+++ SOURCE DATA

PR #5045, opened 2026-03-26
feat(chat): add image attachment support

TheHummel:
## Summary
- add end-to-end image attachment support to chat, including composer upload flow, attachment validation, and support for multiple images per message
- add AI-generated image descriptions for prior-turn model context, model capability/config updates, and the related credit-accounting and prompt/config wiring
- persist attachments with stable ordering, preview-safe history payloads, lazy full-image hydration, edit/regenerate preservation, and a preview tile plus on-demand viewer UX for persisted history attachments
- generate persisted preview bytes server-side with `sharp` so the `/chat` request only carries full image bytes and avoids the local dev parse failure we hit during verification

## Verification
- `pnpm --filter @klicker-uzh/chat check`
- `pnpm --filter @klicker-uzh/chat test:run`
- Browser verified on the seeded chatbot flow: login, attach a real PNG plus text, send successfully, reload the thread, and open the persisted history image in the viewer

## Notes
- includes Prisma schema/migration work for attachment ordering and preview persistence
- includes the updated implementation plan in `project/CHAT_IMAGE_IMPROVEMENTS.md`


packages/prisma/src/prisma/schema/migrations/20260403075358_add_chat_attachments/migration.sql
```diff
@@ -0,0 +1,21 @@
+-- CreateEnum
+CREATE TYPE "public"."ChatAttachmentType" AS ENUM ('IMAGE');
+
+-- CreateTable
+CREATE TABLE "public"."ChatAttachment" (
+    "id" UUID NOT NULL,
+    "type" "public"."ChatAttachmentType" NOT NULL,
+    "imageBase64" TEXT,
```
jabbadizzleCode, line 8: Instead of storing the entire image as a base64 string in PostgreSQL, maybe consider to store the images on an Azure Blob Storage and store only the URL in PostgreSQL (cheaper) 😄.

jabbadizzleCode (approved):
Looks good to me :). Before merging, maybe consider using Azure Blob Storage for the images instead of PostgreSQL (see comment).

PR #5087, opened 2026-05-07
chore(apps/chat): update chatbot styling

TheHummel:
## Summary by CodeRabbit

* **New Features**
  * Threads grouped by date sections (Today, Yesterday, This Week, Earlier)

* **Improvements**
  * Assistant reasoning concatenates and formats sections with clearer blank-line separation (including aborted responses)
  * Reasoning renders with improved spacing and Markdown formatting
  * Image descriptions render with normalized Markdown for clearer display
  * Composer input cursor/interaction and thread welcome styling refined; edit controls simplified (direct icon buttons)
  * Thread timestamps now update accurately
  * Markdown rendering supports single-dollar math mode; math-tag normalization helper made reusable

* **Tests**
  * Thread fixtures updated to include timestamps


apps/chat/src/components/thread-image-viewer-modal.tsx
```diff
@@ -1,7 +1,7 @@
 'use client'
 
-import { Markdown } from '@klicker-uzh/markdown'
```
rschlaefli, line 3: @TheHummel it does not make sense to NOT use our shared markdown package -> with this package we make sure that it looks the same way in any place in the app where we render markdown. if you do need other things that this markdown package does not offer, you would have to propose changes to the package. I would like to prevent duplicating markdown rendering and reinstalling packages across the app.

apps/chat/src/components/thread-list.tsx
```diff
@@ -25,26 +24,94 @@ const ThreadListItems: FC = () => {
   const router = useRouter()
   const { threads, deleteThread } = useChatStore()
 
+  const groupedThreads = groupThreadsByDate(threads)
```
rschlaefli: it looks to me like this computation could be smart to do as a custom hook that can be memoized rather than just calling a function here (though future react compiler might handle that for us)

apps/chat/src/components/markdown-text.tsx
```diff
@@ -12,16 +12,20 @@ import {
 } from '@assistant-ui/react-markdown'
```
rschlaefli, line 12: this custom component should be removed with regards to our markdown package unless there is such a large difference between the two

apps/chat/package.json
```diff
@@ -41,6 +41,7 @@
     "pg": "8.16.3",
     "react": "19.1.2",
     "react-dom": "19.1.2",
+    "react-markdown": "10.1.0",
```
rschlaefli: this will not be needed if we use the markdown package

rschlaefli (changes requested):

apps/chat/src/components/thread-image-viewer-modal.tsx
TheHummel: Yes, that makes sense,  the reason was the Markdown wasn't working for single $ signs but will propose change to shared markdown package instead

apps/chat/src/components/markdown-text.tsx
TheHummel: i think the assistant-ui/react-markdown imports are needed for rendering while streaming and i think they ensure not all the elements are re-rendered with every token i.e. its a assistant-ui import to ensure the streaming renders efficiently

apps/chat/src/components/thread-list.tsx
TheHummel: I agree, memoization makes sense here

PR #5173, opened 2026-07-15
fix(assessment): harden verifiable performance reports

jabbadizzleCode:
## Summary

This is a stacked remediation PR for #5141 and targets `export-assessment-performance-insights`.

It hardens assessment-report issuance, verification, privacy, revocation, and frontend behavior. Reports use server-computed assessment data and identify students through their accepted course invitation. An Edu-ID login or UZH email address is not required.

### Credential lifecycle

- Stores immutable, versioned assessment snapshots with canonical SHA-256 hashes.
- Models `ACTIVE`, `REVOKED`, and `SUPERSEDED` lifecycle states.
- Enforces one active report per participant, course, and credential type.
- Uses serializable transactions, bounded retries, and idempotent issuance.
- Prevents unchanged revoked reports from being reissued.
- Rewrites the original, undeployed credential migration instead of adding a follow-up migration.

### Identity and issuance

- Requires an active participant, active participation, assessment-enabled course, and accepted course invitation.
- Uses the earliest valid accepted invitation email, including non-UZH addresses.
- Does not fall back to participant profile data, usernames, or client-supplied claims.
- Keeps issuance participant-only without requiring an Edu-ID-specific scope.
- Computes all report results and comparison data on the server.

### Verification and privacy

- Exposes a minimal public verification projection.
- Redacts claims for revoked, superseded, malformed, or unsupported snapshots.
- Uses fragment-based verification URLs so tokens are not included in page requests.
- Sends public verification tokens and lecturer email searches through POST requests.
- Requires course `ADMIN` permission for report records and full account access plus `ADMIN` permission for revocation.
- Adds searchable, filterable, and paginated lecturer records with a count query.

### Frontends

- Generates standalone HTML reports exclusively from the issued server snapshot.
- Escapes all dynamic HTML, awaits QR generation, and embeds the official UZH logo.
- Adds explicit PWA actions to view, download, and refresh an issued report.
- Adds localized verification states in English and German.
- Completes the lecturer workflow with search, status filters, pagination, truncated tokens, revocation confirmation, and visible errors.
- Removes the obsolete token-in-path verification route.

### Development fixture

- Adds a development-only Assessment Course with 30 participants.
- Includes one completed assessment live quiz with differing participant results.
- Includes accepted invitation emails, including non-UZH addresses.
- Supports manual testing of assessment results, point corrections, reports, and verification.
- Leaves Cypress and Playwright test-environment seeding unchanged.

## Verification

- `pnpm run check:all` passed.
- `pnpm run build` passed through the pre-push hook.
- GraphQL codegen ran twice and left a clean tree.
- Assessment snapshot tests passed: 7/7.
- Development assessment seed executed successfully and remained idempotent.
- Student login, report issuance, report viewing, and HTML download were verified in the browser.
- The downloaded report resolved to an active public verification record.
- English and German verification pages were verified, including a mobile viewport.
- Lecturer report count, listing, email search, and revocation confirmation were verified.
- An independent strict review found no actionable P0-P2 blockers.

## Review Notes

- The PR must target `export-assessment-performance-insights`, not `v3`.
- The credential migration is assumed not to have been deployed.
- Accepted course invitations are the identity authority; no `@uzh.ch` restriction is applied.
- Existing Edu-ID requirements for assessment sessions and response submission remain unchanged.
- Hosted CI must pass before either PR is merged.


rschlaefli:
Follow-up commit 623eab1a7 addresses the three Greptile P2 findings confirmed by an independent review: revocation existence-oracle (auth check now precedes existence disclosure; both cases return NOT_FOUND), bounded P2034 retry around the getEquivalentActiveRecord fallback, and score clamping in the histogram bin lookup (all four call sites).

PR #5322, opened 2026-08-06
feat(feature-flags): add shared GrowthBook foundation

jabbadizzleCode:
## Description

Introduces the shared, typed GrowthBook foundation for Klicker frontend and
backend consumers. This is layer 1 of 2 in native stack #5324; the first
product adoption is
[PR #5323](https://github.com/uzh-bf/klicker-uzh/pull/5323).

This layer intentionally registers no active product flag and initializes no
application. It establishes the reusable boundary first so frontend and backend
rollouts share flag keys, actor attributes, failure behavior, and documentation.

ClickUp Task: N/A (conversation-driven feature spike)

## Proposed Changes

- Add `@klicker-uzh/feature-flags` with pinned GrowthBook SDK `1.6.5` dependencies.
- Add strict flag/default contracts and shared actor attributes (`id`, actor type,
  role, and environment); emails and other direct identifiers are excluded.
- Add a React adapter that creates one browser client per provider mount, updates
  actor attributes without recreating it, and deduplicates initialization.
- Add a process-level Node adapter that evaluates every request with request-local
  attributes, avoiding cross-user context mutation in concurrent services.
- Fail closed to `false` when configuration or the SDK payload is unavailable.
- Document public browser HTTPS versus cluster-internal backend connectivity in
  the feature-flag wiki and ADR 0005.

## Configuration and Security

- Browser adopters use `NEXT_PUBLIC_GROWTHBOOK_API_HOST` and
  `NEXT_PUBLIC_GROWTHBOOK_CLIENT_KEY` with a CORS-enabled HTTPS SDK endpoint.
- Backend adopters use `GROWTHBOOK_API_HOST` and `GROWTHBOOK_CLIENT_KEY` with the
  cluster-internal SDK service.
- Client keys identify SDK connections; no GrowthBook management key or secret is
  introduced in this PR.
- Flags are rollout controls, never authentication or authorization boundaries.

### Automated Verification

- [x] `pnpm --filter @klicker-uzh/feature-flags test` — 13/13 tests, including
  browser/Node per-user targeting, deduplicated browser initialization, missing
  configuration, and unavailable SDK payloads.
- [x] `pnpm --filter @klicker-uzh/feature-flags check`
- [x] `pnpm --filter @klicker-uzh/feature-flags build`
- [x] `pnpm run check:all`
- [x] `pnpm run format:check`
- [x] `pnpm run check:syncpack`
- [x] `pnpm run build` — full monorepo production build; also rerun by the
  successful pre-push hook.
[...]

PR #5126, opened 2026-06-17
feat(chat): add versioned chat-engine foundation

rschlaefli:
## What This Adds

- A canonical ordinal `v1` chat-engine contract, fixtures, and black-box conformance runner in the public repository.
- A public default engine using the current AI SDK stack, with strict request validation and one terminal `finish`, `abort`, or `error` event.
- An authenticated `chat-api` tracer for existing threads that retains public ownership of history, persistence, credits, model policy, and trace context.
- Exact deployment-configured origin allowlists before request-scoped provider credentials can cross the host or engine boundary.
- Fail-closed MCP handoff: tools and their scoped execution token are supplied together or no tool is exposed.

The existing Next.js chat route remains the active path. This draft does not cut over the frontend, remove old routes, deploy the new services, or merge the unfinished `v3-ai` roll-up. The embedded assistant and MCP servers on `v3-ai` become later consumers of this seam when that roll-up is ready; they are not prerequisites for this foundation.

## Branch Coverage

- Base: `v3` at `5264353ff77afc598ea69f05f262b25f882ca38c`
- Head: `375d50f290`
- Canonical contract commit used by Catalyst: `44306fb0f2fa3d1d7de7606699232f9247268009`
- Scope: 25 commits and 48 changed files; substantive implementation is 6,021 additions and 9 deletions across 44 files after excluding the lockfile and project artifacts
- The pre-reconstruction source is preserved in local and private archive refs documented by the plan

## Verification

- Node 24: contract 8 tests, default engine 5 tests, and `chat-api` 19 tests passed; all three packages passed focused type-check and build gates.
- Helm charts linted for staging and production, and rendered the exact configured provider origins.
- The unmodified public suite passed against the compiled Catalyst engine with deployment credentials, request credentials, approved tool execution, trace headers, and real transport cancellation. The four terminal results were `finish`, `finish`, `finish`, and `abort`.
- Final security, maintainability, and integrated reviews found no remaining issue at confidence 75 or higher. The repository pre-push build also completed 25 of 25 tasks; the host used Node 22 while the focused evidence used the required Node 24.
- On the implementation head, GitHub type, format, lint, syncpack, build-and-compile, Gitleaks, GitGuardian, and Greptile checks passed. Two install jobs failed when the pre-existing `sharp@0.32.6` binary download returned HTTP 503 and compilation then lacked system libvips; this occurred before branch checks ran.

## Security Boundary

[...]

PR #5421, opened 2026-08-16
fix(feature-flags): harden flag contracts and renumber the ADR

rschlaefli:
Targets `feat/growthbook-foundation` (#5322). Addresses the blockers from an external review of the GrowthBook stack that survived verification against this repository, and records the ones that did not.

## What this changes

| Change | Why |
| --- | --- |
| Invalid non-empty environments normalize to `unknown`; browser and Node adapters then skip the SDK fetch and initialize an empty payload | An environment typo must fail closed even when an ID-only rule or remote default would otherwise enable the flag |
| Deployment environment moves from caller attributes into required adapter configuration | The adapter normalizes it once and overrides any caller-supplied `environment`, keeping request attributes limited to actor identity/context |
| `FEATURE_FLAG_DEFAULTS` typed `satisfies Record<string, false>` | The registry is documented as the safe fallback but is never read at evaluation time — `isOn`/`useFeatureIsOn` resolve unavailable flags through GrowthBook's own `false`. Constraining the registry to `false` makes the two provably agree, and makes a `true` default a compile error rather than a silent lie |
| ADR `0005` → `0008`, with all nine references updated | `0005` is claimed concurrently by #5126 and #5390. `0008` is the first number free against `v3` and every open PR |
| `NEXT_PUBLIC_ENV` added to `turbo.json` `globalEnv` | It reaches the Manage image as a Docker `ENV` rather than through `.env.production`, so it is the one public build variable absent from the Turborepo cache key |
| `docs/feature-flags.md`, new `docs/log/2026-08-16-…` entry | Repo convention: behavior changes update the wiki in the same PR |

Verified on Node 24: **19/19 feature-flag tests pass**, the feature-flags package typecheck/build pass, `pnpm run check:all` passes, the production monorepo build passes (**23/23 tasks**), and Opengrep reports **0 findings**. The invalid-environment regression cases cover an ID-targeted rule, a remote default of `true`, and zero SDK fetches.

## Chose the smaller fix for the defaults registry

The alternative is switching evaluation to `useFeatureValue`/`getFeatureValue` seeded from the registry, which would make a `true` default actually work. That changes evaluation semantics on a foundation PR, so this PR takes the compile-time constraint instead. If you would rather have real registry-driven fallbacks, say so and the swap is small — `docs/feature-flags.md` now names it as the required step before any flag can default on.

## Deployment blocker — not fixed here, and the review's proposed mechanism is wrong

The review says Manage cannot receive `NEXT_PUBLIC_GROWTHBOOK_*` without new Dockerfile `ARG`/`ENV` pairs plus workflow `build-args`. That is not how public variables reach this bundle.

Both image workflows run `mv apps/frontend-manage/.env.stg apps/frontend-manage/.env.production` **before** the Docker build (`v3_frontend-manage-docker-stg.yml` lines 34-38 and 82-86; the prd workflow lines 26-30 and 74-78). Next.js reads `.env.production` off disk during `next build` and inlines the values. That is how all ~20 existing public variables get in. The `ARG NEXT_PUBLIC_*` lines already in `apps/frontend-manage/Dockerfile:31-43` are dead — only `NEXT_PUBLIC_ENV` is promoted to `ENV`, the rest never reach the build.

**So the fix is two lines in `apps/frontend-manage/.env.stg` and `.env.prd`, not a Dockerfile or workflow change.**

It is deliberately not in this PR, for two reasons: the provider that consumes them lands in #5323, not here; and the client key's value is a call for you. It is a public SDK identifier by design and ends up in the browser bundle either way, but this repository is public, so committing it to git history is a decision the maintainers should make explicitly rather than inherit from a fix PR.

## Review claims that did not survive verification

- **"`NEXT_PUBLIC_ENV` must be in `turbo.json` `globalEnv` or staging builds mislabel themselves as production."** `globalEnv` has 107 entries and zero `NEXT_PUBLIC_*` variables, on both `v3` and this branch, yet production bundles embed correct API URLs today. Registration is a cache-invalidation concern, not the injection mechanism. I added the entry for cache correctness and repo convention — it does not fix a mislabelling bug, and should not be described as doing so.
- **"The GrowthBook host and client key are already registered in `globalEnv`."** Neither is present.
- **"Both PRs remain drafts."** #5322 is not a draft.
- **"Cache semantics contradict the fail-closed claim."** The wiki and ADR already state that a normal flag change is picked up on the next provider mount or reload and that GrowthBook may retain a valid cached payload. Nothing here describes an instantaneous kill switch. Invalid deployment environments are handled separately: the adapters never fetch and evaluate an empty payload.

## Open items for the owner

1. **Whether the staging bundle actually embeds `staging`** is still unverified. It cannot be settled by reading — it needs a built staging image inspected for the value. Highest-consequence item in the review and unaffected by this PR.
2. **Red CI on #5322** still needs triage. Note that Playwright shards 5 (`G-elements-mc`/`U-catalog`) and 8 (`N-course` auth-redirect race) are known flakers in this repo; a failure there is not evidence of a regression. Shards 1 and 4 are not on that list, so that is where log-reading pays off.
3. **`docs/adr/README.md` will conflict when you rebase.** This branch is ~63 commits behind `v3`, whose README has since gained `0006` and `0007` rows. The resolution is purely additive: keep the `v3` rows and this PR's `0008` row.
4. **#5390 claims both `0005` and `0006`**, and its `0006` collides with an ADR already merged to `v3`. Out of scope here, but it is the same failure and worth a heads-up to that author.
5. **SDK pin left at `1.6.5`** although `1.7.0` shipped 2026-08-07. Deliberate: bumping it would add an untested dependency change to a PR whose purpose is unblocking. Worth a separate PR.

++++++

* **WHAT THE EXERCISE ASKS**:
Would you count the lines in the data that include the word "images" and reply with only the number?

* **THE COMPLETED TASK**:
3